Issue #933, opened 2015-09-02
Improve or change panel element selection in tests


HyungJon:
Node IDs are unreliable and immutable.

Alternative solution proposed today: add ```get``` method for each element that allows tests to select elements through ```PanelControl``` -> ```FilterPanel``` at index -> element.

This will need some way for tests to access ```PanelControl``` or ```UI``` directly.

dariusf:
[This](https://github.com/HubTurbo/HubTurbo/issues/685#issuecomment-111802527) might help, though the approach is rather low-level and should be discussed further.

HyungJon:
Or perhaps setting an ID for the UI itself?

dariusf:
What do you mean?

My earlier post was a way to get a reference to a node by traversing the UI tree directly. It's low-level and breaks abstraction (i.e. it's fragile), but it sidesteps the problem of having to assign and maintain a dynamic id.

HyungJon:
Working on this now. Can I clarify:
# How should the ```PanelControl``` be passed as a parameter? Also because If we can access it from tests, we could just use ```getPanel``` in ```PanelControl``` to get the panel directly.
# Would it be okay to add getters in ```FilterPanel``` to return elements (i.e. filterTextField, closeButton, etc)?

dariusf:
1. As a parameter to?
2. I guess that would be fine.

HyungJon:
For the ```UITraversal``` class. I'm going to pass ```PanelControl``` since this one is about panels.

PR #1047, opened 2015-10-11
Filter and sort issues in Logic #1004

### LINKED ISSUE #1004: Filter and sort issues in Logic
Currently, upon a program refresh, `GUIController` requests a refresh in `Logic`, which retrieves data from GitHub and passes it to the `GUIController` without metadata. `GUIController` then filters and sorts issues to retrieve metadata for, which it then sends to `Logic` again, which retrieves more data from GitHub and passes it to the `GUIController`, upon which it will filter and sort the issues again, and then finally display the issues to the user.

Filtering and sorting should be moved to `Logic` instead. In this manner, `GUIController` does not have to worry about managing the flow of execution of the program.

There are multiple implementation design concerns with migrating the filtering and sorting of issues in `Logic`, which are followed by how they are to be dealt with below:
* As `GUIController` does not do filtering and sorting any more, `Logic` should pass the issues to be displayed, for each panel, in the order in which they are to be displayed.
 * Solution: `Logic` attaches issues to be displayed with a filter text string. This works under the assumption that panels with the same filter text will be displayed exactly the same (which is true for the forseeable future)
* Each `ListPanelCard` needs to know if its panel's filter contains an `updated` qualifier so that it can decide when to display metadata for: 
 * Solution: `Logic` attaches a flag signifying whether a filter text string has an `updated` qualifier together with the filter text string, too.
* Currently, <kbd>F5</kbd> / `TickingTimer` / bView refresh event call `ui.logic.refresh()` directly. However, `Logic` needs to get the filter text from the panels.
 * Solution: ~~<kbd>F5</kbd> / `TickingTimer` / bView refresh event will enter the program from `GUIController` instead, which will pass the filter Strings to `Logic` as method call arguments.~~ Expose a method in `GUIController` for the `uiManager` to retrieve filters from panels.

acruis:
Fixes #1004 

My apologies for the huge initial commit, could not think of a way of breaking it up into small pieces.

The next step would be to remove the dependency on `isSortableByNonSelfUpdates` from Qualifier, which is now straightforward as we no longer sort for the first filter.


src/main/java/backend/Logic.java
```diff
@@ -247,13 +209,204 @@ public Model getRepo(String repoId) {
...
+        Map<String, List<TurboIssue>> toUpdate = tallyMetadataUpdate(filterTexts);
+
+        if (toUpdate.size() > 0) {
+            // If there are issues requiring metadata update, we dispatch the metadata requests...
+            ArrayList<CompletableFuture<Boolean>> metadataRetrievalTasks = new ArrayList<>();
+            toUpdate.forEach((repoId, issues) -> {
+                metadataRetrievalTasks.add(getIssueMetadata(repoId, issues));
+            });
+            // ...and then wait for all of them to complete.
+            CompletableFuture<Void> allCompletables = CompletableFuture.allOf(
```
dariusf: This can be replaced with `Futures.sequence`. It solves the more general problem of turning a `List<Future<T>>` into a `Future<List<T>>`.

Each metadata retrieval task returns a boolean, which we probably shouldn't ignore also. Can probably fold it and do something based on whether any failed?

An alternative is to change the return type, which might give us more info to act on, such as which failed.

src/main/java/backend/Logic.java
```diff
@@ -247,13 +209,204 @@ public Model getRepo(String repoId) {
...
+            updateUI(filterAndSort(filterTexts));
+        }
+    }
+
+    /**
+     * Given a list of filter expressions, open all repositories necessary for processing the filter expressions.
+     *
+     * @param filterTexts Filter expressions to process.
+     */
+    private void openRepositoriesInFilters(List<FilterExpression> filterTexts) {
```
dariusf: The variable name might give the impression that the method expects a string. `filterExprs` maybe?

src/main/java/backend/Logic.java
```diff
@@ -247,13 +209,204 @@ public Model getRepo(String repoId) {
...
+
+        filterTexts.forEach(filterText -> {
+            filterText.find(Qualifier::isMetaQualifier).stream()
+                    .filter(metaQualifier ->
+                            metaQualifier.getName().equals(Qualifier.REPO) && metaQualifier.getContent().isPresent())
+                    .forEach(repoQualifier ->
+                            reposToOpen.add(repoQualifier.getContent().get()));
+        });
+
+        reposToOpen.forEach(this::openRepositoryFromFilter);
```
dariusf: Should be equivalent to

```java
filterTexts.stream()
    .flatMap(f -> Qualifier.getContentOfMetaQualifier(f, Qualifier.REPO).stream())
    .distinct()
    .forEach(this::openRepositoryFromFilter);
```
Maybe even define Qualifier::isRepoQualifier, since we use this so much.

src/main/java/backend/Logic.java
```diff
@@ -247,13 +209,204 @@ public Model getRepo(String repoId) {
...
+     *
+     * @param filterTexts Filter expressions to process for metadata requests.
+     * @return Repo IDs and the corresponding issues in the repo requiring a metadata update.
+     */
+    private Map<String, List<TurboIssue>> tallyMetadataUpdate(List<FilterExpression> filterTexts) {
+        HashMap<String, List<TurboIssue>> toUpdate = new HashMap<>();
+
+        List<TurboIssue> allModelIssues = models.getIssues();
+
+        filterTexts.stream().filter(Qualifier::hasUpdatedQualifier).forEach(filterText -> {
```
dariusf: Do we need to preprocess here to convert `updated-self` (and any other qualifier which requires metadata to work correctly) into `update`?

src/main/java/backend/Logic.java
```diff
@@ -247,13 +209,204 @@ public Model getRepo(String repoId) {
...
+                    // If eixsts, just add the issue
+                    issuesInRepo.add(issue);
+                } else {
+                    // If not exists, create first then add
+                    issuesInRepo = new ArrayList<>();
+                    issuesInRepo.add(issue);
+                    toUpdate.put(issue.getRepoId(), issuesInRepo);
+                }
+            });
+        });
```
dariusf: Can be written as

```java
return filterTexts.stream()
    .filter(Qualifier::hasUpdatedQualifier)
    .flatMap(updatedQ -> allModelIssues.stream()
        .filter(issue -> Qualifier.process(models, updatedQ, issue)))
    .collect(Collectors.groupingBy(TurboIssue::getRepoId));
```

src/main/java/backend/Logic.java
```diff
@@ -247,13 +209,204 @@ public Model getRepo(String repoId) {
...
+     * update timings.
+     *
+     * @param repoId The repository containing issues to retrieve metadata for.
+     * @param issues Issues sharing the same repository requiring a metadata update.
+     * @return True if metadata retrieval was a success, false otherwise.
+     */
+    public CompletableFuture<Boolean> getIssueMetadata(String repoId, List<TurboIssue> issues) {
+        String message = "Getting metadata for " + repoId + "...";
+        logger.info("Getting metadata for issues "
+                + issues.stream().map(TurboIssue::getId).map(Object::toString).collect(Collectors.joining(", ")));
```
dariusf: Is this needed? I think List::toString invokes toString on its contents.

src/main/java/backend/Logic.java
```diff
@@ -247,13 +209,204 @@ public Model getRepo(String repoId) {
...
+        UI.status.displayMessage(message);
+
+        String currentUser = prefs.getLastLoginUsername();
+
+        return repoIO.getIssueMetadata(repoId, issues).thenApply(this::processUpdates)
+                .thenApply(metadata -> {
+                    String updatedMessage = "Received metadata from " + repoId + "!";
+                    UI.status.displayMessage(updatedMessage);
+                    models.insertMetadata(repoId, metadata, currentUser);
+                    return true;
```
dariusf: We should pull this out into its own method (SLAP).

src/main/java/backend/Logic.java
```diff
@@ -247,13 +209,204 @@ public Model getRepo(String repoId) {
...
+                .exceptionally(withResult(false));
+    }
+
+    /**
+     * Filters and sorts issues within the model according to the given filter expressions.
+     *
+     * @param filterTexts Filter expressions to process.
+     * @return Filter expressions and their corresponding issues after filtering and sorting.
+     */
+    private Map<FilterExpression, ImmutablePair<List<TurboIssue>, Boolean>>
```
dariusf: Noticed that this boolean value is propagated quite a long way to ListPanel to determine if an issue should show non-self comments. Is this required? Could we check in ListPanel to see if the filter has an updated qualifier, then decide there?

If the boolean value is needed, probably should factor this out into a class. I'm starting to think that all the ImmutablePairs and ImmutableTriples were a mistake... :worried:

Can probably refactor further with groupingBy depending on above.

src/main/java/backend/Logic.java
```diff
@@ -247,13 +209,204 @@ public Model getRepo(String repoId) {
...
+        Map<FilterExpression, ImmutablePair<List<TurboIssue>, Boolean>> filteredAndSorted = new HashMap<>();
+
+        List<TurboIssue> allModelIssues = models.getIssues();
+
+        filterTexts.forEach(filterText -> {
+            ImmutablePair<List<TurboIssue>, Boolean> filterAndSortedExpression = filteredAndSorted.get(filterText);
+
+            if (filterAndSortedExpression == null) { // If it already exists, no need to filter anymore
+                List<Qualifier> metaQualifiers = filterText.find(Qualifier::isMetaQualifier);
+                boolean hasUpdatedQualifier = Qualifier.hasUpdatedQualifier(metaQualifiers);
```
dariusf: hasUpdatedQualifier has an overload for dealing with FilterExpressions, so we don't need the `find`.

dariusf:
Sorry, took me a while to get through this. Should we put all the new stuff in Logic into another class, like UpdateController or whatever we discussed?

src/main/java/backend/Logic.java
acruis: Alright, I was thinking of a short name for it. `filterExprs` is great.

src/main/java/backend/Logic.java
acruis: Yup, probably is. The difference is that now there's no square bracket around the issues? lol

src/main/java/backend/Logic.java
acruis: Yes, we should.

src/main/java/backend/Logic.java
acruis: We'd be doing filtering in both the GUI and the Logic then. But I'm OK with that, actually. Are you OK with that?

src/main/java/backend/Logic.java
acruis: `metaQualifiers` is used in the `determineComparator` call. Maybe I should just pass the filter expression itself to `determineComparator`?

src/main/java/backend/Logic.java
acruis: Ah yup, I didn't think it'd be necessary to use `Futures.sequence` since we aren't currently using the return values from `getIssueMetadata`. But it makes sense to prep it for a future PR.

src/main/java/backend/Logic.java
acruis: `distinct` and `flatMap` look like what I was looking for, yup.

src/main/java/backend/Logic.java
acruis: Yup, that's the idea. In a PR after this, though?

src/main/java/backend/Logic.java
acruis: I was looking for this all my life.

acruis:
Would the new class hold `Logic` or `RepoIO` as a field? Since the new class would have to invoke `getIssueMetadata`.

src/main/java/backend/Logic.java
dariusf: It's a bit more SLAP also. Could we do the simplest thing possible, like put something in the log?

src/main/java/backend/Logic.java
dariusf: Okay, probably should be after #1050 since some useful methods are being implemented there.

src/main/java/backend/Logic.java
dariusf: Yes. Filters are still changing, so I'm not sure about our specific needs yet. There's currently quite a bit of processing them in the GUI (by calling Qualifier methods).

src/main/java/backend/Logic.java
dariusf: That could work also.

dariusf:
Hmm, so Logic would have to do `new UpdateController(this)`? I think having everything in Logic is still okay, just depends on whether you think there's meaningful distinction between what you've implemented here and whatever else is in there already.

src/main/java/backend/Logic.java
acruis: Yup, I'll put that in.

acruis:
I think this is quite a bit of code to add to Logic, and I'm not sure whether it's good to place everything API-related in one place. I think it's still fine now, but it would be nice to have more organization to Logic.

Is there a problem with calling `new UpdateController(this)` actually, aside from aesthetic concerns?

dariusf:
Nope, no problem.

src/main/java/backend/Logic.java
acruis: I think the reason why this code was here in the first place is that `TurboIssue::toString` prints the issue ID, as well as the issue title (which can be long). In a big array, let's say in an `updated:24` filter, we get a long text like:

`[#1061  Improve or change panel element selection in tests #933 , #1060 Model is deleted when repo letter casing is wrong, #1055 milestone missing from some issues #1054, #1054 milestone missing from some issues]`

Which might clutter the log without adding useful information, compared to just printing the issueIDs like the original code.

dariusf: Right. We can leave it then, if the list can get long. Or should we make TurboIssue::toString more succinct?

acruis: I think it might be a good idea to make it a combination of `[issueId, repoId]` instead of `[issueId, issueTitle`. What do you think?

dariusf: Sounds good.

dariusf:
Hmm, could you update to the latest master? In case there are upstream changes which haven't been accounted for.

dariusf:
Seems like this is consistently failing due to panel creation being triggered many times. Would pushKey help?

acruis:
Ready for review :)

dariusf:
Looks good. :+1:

==

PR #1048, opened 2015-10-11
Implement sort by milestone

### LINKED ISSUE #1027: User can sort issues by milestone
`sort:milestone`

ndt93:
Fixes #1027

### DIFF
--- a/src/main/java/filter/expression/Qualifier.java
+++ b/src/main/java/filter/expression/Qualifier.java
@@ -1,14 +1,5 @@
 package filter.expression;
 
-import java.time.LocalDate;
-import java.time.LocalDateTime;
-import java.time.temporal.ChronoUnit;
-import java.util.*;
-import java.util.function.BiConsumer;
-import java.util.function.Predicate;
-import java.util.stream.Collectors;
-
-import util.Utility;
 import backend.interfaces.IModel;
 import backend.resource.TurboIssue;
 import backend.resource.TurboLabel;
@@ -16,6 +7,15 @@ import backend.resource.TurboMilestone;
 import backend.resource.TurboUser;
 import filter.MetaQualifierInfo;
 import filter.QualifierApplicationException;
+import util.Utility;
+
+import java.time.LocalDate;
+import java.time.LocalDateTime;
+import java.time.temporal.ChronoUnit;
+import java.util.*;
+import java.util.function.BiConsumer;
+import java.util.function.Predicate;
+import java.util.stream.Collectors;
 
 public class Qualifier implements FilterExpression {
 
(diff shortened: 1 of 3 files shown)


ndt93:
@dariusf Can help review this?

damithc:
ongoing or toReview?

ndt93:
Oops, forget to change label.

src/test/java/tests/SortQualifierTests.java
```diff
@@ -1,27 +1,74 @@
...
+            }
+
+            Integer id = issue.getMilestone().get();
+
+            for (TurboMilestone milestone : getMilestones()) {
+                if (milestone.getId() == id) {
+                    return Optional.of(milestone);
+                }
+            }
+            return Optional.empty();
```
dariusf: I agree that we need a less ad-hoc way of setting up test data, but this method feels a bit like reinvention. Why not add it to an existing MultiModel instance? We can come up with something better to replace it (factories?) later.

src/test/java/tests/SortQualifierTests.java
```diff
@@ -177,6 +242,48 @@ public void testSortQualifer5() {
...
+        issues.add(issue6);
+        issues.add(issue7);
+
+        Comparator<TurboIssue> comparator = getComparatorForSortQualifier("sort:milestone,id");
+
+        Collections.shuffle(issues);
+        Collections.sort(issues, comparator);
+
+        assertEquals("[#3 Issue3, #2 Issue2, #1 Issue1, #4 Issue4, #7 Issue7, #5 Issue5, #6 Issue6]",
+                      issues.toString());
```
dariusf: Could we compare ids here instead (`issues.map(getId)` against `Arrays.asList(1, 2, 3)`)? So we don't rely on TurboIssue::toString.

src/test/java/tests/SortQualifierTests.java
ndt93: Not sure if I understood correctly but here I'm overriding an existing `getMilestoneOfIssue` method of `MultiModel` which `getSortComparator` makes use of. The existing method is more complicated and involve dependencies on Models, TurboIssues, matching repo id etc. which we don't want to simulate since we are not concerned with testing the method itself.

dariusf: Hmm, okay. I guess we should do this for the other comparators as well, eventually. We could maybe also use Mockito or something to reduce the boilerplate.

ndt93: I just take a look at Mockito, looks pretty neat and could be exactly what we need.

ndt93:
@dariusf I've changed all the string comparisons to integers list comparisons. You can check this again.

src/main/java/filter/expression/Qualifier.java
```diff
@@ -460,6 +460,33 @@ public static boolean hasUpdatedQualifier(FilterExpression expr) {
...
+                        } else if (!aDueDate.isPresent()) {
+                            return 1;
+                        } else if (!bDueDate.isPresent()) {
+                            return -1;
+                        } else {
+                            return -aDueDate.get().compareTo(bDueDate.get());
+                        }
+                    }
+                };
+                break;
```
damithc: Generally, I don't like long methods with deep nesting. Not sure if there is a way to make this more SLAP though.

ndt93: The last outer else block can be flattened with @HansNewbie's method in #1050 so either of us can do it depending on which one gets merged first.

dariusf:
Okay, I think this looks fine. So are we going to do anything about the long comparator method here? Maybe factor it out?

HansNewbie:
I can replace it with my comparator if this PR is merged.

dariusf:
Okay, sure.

==

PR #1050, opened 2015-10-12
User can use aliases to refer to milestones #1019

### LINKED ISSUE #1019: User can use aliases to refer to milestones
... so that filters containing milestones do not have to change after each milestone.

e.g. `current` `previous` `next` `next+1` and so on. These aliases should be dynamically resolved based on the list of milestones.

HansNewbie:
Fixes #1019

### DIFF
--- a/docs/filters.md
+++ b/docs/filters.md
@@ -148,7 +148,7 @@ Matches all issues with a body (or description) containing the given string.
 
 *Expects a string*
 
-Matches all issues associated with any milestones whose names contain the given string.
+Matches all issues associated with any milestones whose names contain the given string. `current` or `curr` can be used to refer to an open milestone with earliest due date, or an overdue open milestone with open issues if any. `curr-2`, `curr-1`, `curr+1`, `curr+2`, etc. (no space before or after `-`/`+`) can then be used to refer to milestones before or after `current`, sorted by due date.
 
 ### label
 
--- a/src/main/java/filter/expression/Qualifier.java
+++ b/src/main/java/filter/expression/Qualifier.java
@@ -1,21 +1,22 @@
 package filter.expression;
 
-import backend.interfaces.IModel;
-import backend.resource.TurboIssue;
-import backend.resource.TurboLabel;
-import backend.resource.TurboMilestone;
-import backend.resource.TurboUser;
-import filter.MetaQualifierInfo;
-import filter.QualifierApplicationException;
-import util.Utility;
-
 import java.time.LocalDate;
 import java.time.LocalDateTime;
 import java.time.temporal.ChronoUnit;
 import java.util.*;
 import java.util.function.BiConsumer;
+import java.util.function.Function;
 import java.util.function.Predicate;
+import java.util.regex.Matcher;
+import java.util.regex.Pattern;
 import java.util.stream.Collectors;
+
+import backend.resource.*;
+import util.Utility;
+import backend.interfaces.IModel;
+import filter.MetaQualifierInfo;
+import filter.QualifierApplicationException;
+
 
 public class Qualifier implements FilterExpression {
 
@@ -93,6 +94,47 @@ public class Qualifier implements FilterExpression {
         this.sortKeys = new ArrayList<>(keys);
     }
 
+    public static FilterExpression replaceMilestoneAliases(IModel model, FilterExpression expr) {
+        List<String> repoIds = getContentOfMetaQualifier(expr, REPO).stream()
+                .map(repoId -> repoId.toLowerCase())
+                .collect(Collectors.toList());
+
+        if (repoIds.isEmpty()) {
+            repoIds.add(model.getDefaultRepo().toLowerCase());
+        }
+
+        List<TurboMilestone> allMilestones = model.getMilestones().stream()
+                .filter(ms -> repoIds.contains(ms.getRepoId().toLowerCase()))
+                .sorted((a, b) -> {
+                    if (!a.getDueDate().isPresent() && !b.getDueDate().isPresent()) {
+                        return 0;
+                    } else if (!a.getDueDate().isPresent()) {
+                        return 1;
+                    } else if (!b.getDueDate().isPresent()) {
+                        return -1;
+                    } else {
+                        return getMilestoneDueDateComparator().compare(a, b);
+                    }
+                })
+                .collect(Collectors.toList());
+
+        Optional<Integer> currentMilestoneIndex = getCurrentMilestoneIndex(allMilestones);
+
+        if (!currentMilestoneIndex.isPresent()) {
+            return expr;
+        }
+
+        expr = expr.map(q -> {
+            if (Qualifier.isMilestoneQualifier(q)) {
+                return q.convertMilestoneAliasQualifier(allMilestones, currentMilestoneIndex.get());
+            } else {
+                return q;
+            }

* Work task
Of the lines above, output exactly those from the line bearing "--- a/docs/filters.md" through the line bearing "-Matches all issues", inclusive.

* Result
--- a/docs/filters.md
+++ b/docs/filters.md
@@ -148,7 +148,7 @@ Matches all issues with a body (or description) containing the given string.
 
 *Expects a string*
 
-Matches all issues associated with any milestones whose names contain the given string.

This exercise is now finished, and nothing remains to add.